Severe Alcoholic Hepatitis

Severe Alcoholic Hepatitis (sAH)

Alcoholic hepatitis arises when the cause of the acute liver decompensation appears to be directly related to excessive consumption of alcohol. Severe alcoholic hepatitis, or sAH, is defined as progressive inflammatory liver disease, leading to an acute form of alcohol-induced liver injury that occurs with the consumption of large amounts of alcohol in patients with relatively mild, underlying chronic alcoholic liver disease.

Various degrees of fibrosis and hepatitis are present in sAH patients. Those patients with characteristics of acute alcoholic hepatitis, or AAH, and a Maddrey Discriminant Function (a calculation used to predict the prognosis of alcoholic hepatitis) of ≥32 are deemed to have sAH. Other AAH patients (non-AAH Liver Disease) may have underlying chronic liver disease due to other etiologies, but the cause of their acute decompensation is considered to be related to excessive alcohol consumption. In sAH, there appears to be sufficient hepatocyte mass to allow hepatic regeneration and reversal of the decompensation. It can be discriminated from patients with end-stage liver disease by measurements of liver size using imaging techniques such as ultrasound or CT scan as they tend to present with enlarged livers, rather than with the shrunken livers characteristic of subjects with end-stage liver disease.

Treatment options for patients with sAH are limited. In particular sAH patients with a Maddrey Discriminant Function of >32 have a poor prognosis, with 90-day survival of around 50%. Regimens that have been used for at least the last 40 years, including corticosteroids, theophylline with corticosteroids, pentoxifylline and infliximab, have had no significant effect on the long-term survival of patients with sAH. Steroid use has been associated with an increased rate of infections, a frequent complication of liver failure. Other contraindications to steroid use in patients with sAH include active gastrointestinal bleeding, renal failure, acute pancreatitis, active tuberculosis, uncontrolled diabetes and psychosis. Subjects who do not respond to seven days of steroid therapy have a particularly dismal prognosis, with six-month survival rates of less than 25%. A major study of more than 1,100 subjects with a clinical diagnosis of sAH demonstrated a reduction in 28-day mortality in subjects administered steroids that did not reach statistical significance, with no improvement in survival at 90 days or one year. This study also revealed no survival benefit at any time point for pentoxifylline relative to placebo. Under current guidelines, transplantation is generally not recommended for subjects with sAH.

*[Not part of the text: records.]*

PR #5511, opened 2019-11-21
Revise attribute merging mechanism

kasper-piskorski:
To revise the attribute merging mechanism and adopt it to the latest locking changes.

- the `attributeCache` now strictly holds attributes that were committed
- revised `getAttribute` behaviour - the read lock was removed instead we check the `attributesCommitted`, `attributeEphemeral` and then the db

### DIFF
--- a/concept/impl/AttributeTypeImpl.java
+++ b/concept/impl/AttributeTypeImpl.java
@@ -156,7 +156,7 @@ public class AttributeTypeImpl<D> extends TypeImpl<AttributeType<D>, Attribute<D
      */
     private Attribute<D> getAttributeWithLock(D value) {
         String index = Schema.generateAttributeIndex(label(), value.toString());
-        return conceptManager.getAttributeWithLock(index);
+        return conceptManager.getAttribute(index);
     }
 
     /**
--- a/concept/impl/AttributeTypeImpl.java
+++ b/concept/impl/AttributeTypeImpl.java
@@ -112,7 +112,7 @@ public class AttributeTypeImpl<D> extends TypeImpl<AttributeType<D>, Attribute<D
 
         if (dataType().equals(DataType.STRING)) checkConformsToRegexes((String) value);
 
-        Attribute<D> instance = getAttributeWithLock(value);
+        Attribute<D> instance = getAttribute(value);
         if (instance == null) {
             // create a brand new vertex and concept
             instance = conceptManager.createAttribute( this, value, isInferred);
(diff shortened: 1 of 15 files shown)


concept/impl/AttributeTypeImpl.java
```diff
@@ -156,7 +156,7 @@ private void checkConformsToRegexes(String value) {
      */
     private Attribute<D> getAttributeWithLock(D value) {
```
marco-scoppetta: change name also to the method

concept/impl/ConceptManagerImpl.java
```diff
@@ -377,18 +378,20 @@ Attribute getCachedAttribute(String index) {
...
         if (concept != null) return concept;
 
-        graphLock.readLock().lock();
-        try {
-            return getConcept(Schema.VertexProperty.INDEX, index);
-        } finally {
-            graphLock.readLock().unlock();
-        }
+        //check EPHA
+        if (attributeManager.attributesEphemeral().containsKey(index)) return null;
```
marco-scoppetta: if not in ephemeral it can still be in the graph 🌞

kasper-piskorski: yes, that's why we keep checking

server/session/TransactionOLTP.java
```diff
@@ -213,31 +216,43 @@ private void persistInternal() throws InvalidKBException {
...
-        Set<String> newAttributeIndices = cache().getNewAttributes().keySet().stream().map(Pair::second).collect(Collectors.toSet());
+    private void ackCommit(){
+        String txId = this.janusTransaction.toString();
         session.shardManager().ackCommit(cache().getNewShards().keySet(), txId);
-        session.attributeManager().ackCommit(newAttributeIndices, txId);
+        //this should ack all inserts so that insert requests are cleared
+        session.attributeManager().ackCommit(cache().getNewAttributes().keySet(), txId);
 
-        LOG.trace("Graph committed.");
+        //this should ack all inserts that weren't deduplicated so that we have correct attributes in attributesCommitted
```
marco-scoppetta: I understand this, but if we are merging 2 attributes A, it's because A was already in `attributesCommitted`, right?
So would it be so bad to re-put?
We could safe a field and some additional logic, but maybe I am missing something. I keep getting confused

kasper-piskorski: if we add all new attributes, we will overwrite legit entries in `attributesCommitted` with the ones that were deduplciated

server/session/TransactionOLTP.java
```diff
@@ -183,26 +183,32 @@ boolean commitLockRequired(){
...
                 // that are trying to create new attributes will read an updated version of attributesCache
                 // Not locking here might lead to concurrent transactions reading the attributesCache that still
                 // contains attributes that we are removing in this transaction.
                 || !cache().getRemovedAttributes().isEmpty()
                 || keyLockRequired;
+        LOG.warn(txId + " needs lock: " +
+                (attributeLockRequired? "attribute" : "") +
+                (shardLockRequired? "shard" : "") +
+                (keyLockRequired? "key" : "")+
+                (!cache().getRemovedAttributes().isEmpty()? "delete" : ""));
```
marco-scoppetta: remember the warns before merging

PR #5512, opened 2019-11-21
Refactor architecture - Removing transaction dependencies

flyingsilverfin:
We remove `Transaction` from throughout reasoner, executors, etc. We make explicit dependencies on `ConceptManager`, `ReasonerQueryFactory`, `ExecutorFactory`, and the various caches. Dependencies are injected as collaborators, unneeded static factories and class hierarchies are removed, and methods live in the correct packages.

* Extract `Transaction` from the `graql` package completely
* New stateful factories:
  * `ReasonerQueryFactory` is stateful and replaces `ReasonerQueries`, which was static
  * `PropertyAtomicFactory` collects the conversions from `Property`s to `Atomic`s, which used to be lumped into the `executors`
  * `ExecutorFactory` returns either new `QueryExecutor` for transactional queries, or a `ComputeExecutor` for OLAP queries. In the future we probably want to split the query executors into further types such as `ReadExecutor`, `SchemaExecutor`, `InsertExecutor`, `DeleteExecutor`, `ComputeExecutor`... etc. This should let us extend the capabilities of Grakn easily without making the generic `QueryExecutor` the catch-all.
  * `JanusTraversalSourceProvider` exposes the Janus/Gremlin traversals, making it explicit who depends on this component directly
* We utilise a `ConceptNotificationChannel` to link `ConceptManager` and `ConceptObserver` (now `ConceptListener`). This naturally leads to a bit of a pub-sub model to update the `ConceptObserver`, but this is a overly generic and hard to debug approach and normally used when dynamically adding and removing listeners and publishers. See the class comment in `ConceptNotificationChannel.java` for ideas
* Few new interfaces as required for dependencies
* `TransactionOLAP`/`TransactionAnalytics` is gone, we only have `TransactionImpl`, which can use the `ComputeExecutor`, which in turn uses the `OLAPOperation` class to do OLAP jobs
* Refactor testing process to be able to spawn `Storage` without `GraknServer`, allowing us to build and inject the new `TransactionProvider` class for tests. The `TestTransaction` that are produced by `Session.transaction()` are then exposing getters for transaction internals that we want to test. Work to be continued as in #5529 

## Future

In future iterations, when we are satisfied with a stable, explicit and verbose code flow, we can look into re-combining factories, deleting uneeded interfaces, and reducing the number of arguments passed into constructors, while keeping the same readability levels.

The end goal is still to have a good flow and dependency in the code that mirrors a query execution:
client -> Graql -> transaction -> rewrite -> validate -> reasoner -> executor -> traversal -> answer [ --> caches, back to reasoner ].
A good benchmark is if we are able to split the interfaces package `kb` into a dependency flow like the one above, rather than a big interdependent set of classes.


concept/answer/BUILD
```diff
@@ -25,12 +25,14 @@ java_library(
...
     srcs = glob(["*.java"]),
     deps = [
+        "//concept/util:util",
         "//kb/concept/api:api",
 
         # External dependenicies from @graknlabs
         "@graknlabs_graql//java:graql",
 
         # External dependencies from Maven
+        "//dependencies/maven/artifacts/com/google/guava",
```
marco-scoppetta: This is minor, but I think the idea was to start collecting `Collection`s and utils in our `common` package so that we don't have to depend on Guava for trivial things, like `Sets.newHashSet()` instead of the native `new HashSet()`, also functions like `intersection` I am sure can be copied over in common.
Again, this is just a comment for the future, but ideally if we are not using fancy Guava functionalities, at some point  we could stop depending on it. But ofc it's a long term thing, because some of our deps still depend on Guava 😄

concept/impl/ConceptImpl.java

The Department of Health and Human Services in the U.S. estimates that for 2014 the number of hospital admissions related to sAH in the U.S. was approximately 102,000, with approximately 15,000 of these admissions identifying sAH as the primary diagnosis. In addition, approximately 323,000 hospital admissions occurred in 2014 related to alcoholic cirrhosis, alcohol liver damage not-otherwise-specified or alcoholic fatty liver, with approximately 50,000 hospital admissions identifying these conditions as the primary diagnosis. We believe that a subset of these patients have a form of non-sAH Liver Disease that may be treatable with the ELAD System. Incidence rates for both sAH and non-sAH Liver Disease appear to be similar in Europe.